Exercise brief -> Where the string "gildub" occurs in a line of the entries below, copy that line.

Material to process ->
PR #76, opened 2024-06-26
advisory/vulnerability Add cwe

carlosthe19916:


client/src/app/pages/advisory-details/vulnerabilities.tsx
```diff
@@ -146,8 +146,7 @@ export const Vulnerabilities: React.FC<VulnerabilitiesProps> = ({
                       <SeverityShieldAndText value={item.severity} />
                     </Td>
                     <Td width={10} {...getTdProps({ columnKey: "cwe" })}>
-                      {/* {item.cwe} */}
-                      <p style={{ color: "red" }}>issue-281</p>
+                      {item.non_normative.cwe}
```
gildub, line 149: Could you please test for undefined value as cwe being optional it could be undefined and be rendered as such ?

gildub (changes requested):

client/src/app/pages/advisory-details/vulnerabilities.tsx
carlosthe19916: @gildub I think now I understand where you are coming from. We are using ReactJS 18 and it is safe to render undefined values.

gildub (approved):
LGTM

Task result ->
gildub, line 149: Could you please test for undefined value as cwe being optional it could be undefined and be rendered as such ?
gildub (changes requested):
carlosthe19916: @gildub I think now I understand where you are coming from. We are using ReactJS 18 and it is safe to render undefined values.
gildub (approved):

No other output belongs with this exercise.